» WORK TO COMPLETE
Nothing in the data may change. Copy all of it exactly.

» ENTRIES PROVIDED
*** Begin section ***

PR #913, opened 2020-09-21
Centralizing module scope regex

ryandberger:
allowing for other scope names besides 'folio' allowing for _ and - characters in name.

Fulfills [STCOR-456](https://issues.folio.org/browse/STCOR-456)


evaluk (commented):
I know that we encountered the - and _ characters not being supported, but urls allow other characters like
 "-" , "." , "_" , "~", so . and ~ could be added as possible characters if we wanted.  Would it be too much to add those other characters?

ryandberger:
> I know that we encountered the - and _ characters not being supported, but urls allow other characters like
> "-" , "." , "_" , "~", so . and ~ could be added as possible characters if we wanted. Would it be too much to add those other characters?

No problem. I'll add them as well.

zburke:
Thanks for cleaning up all those regexes to point to a single constant; that's much nicer!

As long as we're being thorough about the rules, the [nodejs docs](https://docs.npmjs.com/files/package.json#name) offer a little more precision. Can/should we update the comment in `packageName.js` about where these rules came from? 

> * The name must be less than or equal to 214 characters. This includes the scope for scoped packages.
> * The name can’t start with a dot or an underscore.
> * New packages must not have uppercase letters in the name.
> * The name ends up being part of a URL, an argument on the command line, and a folder name. Therefore, the name can’t contain any non-URL-safe characters.

mkuklis (approved):

ryandberger:
> Thanks for cleaning up all those regexes to point to a single constant; that's much nicer!
> 
> As long as we're being thorough about the rules, the [nodejs docs](https://docs.npmjs.com/files/package.json#name) offer a little more precision. Can/should we update the comment in `packageName.js` about where these rules came from?
> 
> > * The name must be less than or equal to 214 characters. This includes the scope for scoped packages.
> > * The name can’t start with a dot or an underscore.
> > * New packages must not have uppercase letters in the name.
> > * The name ends up being part of a URL, an argument on the command line, and a folder name. Therefore, the name can’t contain any non-URL-safe characters.

Done!

PR #914, opened 2020-09-21
Add okapiKy helpers

skomorokh:
Documented in doc/okapiKy.md, these provide an especially convenient
API for when you want to send HTTP requests to Okapi rather then let
stripes-connect manage a resouce. The previous alternative was an
explicit use of window.fetch where you'll need to feed it headers from
useStripes() and handle errors in at least two places (response with an
HTTP error code and an exception). Ky is a light wrapper that cleanly
lets us inherit the headers and streamlines error handling.


mkuklis (approved):
It looks great. Thank you for this contribution @skomorokh.

JohnC-80 (approved):

PR #916, opened 2020-09-21
Add Korean and Hindi (India)

dltj:
Ref [STCOR-458 Add Korean and Hindi languages - FOLIO Issue Tracker](https://issues.folio.org/browse/STCOR-458)


src/loginServices.js
```diff
@@ -58,8 +58,10 @@ export const supportedLocales = [
   'fr-FR',
   'de-DE',
   'he',
+  'hi_IN',
```
zburke, line 61: I think this should be `hi-IN`.

zburke (changes requested):

src/loginServices.js
dltj: Ack — you're right.  Thank you.  I'm presuming the language list in ui-developer is also needed since that list is still there.

zburke (approved):

src/loginServices.js
zburke: I forgot ui-developer still had its own list; I just pushed up a PR [to remove its local copy](https://github.com/folio-org/ui-developer/pull/164). We already [factored the local copy out](https://github.com/folio-org/ui-tenant-settings/pull/140) of ui-tenant-settings.

dltj: Makes sense—thank you so much!  I pulled [UID-28](https://issues.folio.org/browse/UID-28) into Core F Sprint 98 along with STCOR-458.  I'll update and close them.

PR #919, opened 2020-09-24
Upgrade apollo client

mkuklis:
It looks like version >= 3 changed the imports a bit.


MikeTaylor (approved):
_sigh_ Another day, another backwards-incompatible JavaScript library update.

PR #930, opened 2020-10-06
STCOR-466: Refactor CreateResetPassword to use vanilla react-final-form

yelyzavetakhokhlova:
[[STCOR-466]](https://issues.folio.org/browse/STCOR-466)

## Purpose

We inadvertently created a circular dependency between stripes-core and stripes-final-form in PR #910 for STCOR-441. This prevents the release of stripes-core v6.0.0 and stripes v5.0.0.


zburke (approved):
Thank you!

*** End section ***

» TASK SOLUTION
PR #913, opened 2020-09-21
Centralizing module scope regex

ryandberger:
allowing for other scope names besides 'folio' allowing for _ and - characters in name.

Fulfills [STCOR-456](https://issues.folio.org/browse/STCOR-456)


evaluk (commented):
I know that we encountered the - and _ characters not being supported, but urls allow other characters like
 "-" , "." , "_" , "~", so . and ~ could be added as possible characters if we wanted.  Would it be too much to add those other characters?

ryandberger:
> I know that we encountered the - and _ characters not being supported, but urls allow other characters like
> "-" , "." , "_" , "~", so . and ~ could be added as possible characters if we wanted. Would it be too much to add those other characters?

No problem. I'll add them as well.

zburke:
Thanks for cleaning up all those regexes to point to a single constant; that's much nicer!

As long as we're being thorough about the rules, the [nodejs docs](https://docs.npmjs.com/files/package.json#name) offer a little more precision. Can/should we update the comment in `packageName.js` about where these rules came from? 

> * The name must be less than or equal to 214 characters. This includes the scope for scoped packages.
> * The name can’t start with a dot or an underscore.
> * New packages must not have uppercase letters in the name.
> * The name ends up being part of a URL, an argument on the command line, and a folder name. Therefore, the name can’t contain any non-URL-safe characters.

mkuklis (approved):

ryandberger:
> Thanks for cleaning up all those regexes to point to a single constant; that's much nicer!
> 
> As long as we're being thorough about the rules, the [nodejs docs](https://docs.npmjs.com/files/package.json#name) offer a little more precision. Can/should we update the comment in `packageName.js` about where these rules came from?
> 
> > * The name must be less than or equal to 214 characters. This includes the scope for scoped packages.
> > * The name can’t start with a dot or an underscore.
> > * New packages must not have uppercase letters in the name.
> > * The name ends up being part of a URL, an argument on the command line, and a folder name. Therefore, the name can’t contain any non-URL-safe characters.

Done!

PR #914, opened 2020-09-21
Add okapiKy helpers

skomorokh:
Documented in doc/okapiKy.md, these provide an especially convenient
API for when you want to send HTTP requests to Okapi rather then let
stripes-connect manage a resouce. The previous alternative was an
explicit use of window.fetch where you'll need to feed it headers from
useStripes() and handle errors in at least two places (response with an
HTTP error code and an exception). Ky is a light wrapper that cleanly
lets us inherit the headers and streamlines error handling.


mkuklis (approved):
It looks great. Thank you for this contribution @skomorokh.

JohnC-80 (approved):

PR #916, opened 2020-09-21
Add Korean and Hindi (India)

dltj:
Ref [STCOR-458 Add Korean and Hindi languages - FOLIO Issue Tracker](https://issues.folio.org/browse/STCOR-458)


src/loginServices.js
```diff
@@ -58,8 +58,10 @@ export const supportedLocales = [
   'fr-FR',
   'de-DE',
   'he',
+  'hi_IN',
```
zburke, line 61: I think this should be `hi-IN`.

zburke (changes requested):

src/loginServices.js
dltj: Ack — you're right.  Thank you.  I'm presuming the language list in ui-developer is also needed since that list is still there.

zburke (approved):

src/loginServices.js
zburke: I forgot ui-developer still had its own list; I just pushed up a PR [to remove its local copy](https://github.com/folio-org/ui-developer/pull/164). We already [factored the local copy out](https://github.com/folio-org/ui-tenant-settings/pull/140) of ui-tenant-settings.

dltj: Makes sense—thank you so much!  I pulled [UID-28](https://issues.folio.org/browse/UID-28) into Core F Sprint 98 along with STCOR-458.  I'll update and close them.

PR #919, opened 2020-09-24
Upgrade apollo client

mkuklis:
It looks like version >= 3 changed the imports a bit.


MikeTaylor (approved):
_sigh_ Another day, another backwards-incompatible JavaScript library update.

PR #930, opened 2020-10-06
STCOR-466: Refactor CreateResetPassword to use vanilla react-final-form

yelyzavetakhokhlova:
[[STCOR-466]](https://issues.folio.org/browse/STCOR-466)

## Purpose

We inadvertently created a circular dependency between stripes-core and stripes-final-form in PR #910 for STCOR-441. This prevents the release of stripes-core v6.0.0 and stripes v5.0.0.


zburke (approved):
Thank you!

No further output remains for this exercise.